REQUIREMENT: Nothing but the lines from the start of the entries through the line containing "The new go script" should appear in the answer, each given exactly.

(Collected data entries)

PR #5500, opened 2026-08-20
[chore] Add tooling to auto-update instrumentation examples

TylerHelmuth:
**Description:**

Updates all Instrumentation examples to specify a revisioned image. Additionally adds new make targets to update all the examples and to check if examples are updated. Also update the renovate-bump workflow to update all the examples when it changes an autoinstrumentation. 

The new go script is generated with AI, but I prefer it over `awk` and I like being able to unit test it. 


hack/update-example-images/main.go
```diff
@@ -0,0 +1,182 @@
...
+	"path/filepath"
+	"regexp"
+	"sort"
+	"strings"
+)
+
+const revisionScript = "hack/autoinstrumentation-revision.sh"
+
+// langKeys are the Instrumentation CR spec field names that carry an image.
+var langKeys = []string{"java", "nodejs", "python", "dotnet", "go", "apacheHttpd", "nginx"}
```
swiatekm: Can't we get this from the struct directly, rather than hardcode it? Or from the CRD manifest? Once we add ruby, php, and other languages, it'd be nice to have this work automatically.

hack/update-example-images/main.go
```diff
@@ -0,0 +1,182 @@
...
+	n := 0
+	for n < len(s) && s[n] == ' ' {
+		n++
+	}
+	return n
+}
+
+// resolveRefs asks the canonical revision script for each language's image so
+// there is a single source of truth for the pinned versions.
+func resolveRefs() (map[string]string, error) {
```
swiatekm: To me this indicates that the revision logic should be written in Go and possibly part of this program, too.

hack/update-example-images/main.go
```diff
@@ -0,0 +1,182 @@
...
+// direct-child image line in the block is replaced. Everything else is
+// preserved verbatim, including comments, ordering, and trailing-newline state.
+func pinImages(content string, refs map[string]string) string {
+	lines := strings.Split(content, "\n")
+	out := make([]string, 0, len(lines)+len(langKeys))
+
+	inBlock := false
+	blockIndent, childIndent := 0, 0
+
+	for _, line := range lines {
```
swiatekm: Correct me if I'm wrong, but this looks like it's significantly more complex because it wants to handle the case where the image field doesn't exist. We could instead only replace existing declarations in the program and add missing ones manually. In principle this might cause us to skip some missing ones, but after we start requiring the image, those will immediately be found via tests. What do you think?

hack/update-example-images/main.go
```diff
@@ -0,0 +1,182 @@
...
+			return nil, err
+		}
+	}
+
+	for _, f := range []string{
+		"tests/e2e-openshift/must-gather/install-instrumentation.yaml",
+		"config/samples/instrumentation_v1alpha1_instrumentation.yaml",
+		"docs/auto-instrumentation/README.md",
+		"docs/auto-instrumentation/languages/apache-httpd.md",
+		"docs/auto-instrumentation/languages/nginx.md",
```
swiatekm: Why not just `docs/auto-instrumentation/*`?

hack/update-example-images/main.go
TylerHelmuth: I can switch it to go, I'll do that in a separate PR

TylerHelmuth: Here is the refactor: https://github.com/open-telemetry/opentelemetry-operator/pull/5504. I like this a lot better, it'll make adding this extra automation a lot nicer.

hack/update-example-images/main.go
```diff
@@ -0,0 +1,261 @@
...
+		}
+	}
+	if len(keys) == 0 {
+		return nil, errors.New("no language fields with an Image found on InstrumentationSpec")
+	}
+	slices.Sort(keys)
+	return keys, nil
+}
+
+func jsonName(tag string) string {
```
swiatekm: It would help to have docstrings for these. At a glance, I'm not sure what this is supposed to do.

swiatekm (approved):
LGTM. I'd like to see docstrings for the added functions, because for some of them it's not really obvious at a glance what they do and why, but I'm not going to block the PR over that.

hack/update-example-images/main.go
TylerHelmuth: I simplified the implementation a bit. The `f.Tag.Get("json")` logic is using reflection to find the tag of the struct that contains an `Image` field. This lets the script find all the languages auto-instrumentation supports without having to keep a hard-coded list up-to-date. If we add a new language to the struct the script will start trying to keep its images up-to-date without needed changes.

swiatekm (approved):

jaronoff97 (approved):

jaronoff97:
@TylerHelmuth appears the new unit tests are failing

PR #5526, opened 2026-08-25
[instrumentation]: make image required on v1beta1

TylerHelmuth:
**Description:** 
Make `Image` required on the new v1beta1 instrumentation struct.

I looks like there are not e2e tests for v1beta1 yet but once there are, we need to add some for this.


TylerHelmuth:
Do I need a changelog for this?

swiatekm:
> Do I need a changelog for this?

We haven't released anything, so no. It would just confuse users.

But your PR definitely needs to change the conversion logic as well.

swiatekm:
Does this change force the user to set *all* of the images? I don't think we want that, it sounds very annoying. If it's not set, so we want to treat it as disabled? I'm not sure this was discussed during the RFC process. @open-telemetry/operator-approvers

TylerHelmuth:
@swiatekm not intentionally. A language section in v1beta1 is allowed to be nil, so the whole block doesn't need to be set. If it is set, Image is required. 

I used the fact that the operator would insert a default image for any unspecified language in the v1alpha1 spec to set an image for the v1beta1 upgrade. That will result in every language being set in a v1alpha1 -> v1beta1 upgrade, but considering that everything was set for v1alpha1 I think that is ok. Any creating a fresh v1beta1 Instrumentation object does not need to set every language.

swiatekm:
> @swiatekm not intentionally. A language section in v1beta1 is allowed to be nil, so the whole block doesn't need to be set. If it is set, Image is required.
> 
> I used the fact that the operator would insert a default image for any unspecified language in the v1alpha1 spec to set an image for the v1beta1 upgrade. That will result in every language being set in a v1alpha1 -> v1beta1 upgrade, but considering that everything was set for v1alpha1 I think that is ok. Any creating a fresh v1beta1 Instrumentation object does not need to set every language.

My bad, I misread the diff to as doing the opposite of what it's actually doing.

I think the question remains, but it doesn't need to be answered here.

swiatekm (approved):

internal/webhook/instrumentation_conversion.go
```diff
@@ -126,76 +126,216 @@ func tov1beta1Instrumentation(in v1alpha1.Instrumentation) v1beta1.Instrumentati
...
+			Nginx:                        toV1beta1Nginx(c.Spec.Nginx),
 			ImagePullPolicy:              c.Spec.ImagePullPolicy,
 			InitContainerSecurityContext: c.Spec.InitContainerSecurityContext,
 		},
 	}
 }
 
+// v1beta1 requires an image whenever a language block is set, so a language is
+// only carried over when the v1alpha1 source pins one.
+func toV1beta1Java(in v1alpha1.Java) *v1beta1.Java {
```
jaronoff97, line 147: are we able to make the caller error here? or is that not an option for the conversion? Changing the typing to nilable implies that an image need not be set which isn't what the type should be doing IMO

TylerHelmuth: Since these are in the conversion I dont think we want to error. That'll create a strange upgrade situation where the user has dont nothing wrong but got an error. Any freshly created v1beta1 Instrumentation Object will error if image isn't set since it is required on `CommonLanguageSpec`.

Also what switched to nilable is the Language Block, not the Image. In the new Instrumentation structs all the languages reuse the same `CommonLanguageSpec` struct and that struct requires `Image` to be set. But now all the individual Language fields on `InstrumentationSpec` are nilable, which means the user doesn't have to supply it. So when adding a fresh v1beta1 Instrumentation object a user is free to define Java but not define Python. When defining Java, they must supply a Image.

For conversions from v1alpha1 to v1beta1, since the v1alpha1 logic results in a Instrumentation object that has every language set with a default image, the conversion takes all those set languages fields and sets them on the v1beta1 object.

jaronoff97 (approved):

pavolloffay (approved):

RESULT:
PR #5500, opened 2026-08-20
[chore] Add tooling to auto-update instrumentation examples

TylerHelmuth:
**Description:**

Updates all Instrumentation examples to specify a revisioned image. Additionally adds new make targets to update all the examples and to check if examples are updated. Also update the renovate-bump workflow to update all the examples when it changes an autoinstrumentation. 

The new go script is generated with AI, but I prefer it over `awk` and I like being able to unit test it. 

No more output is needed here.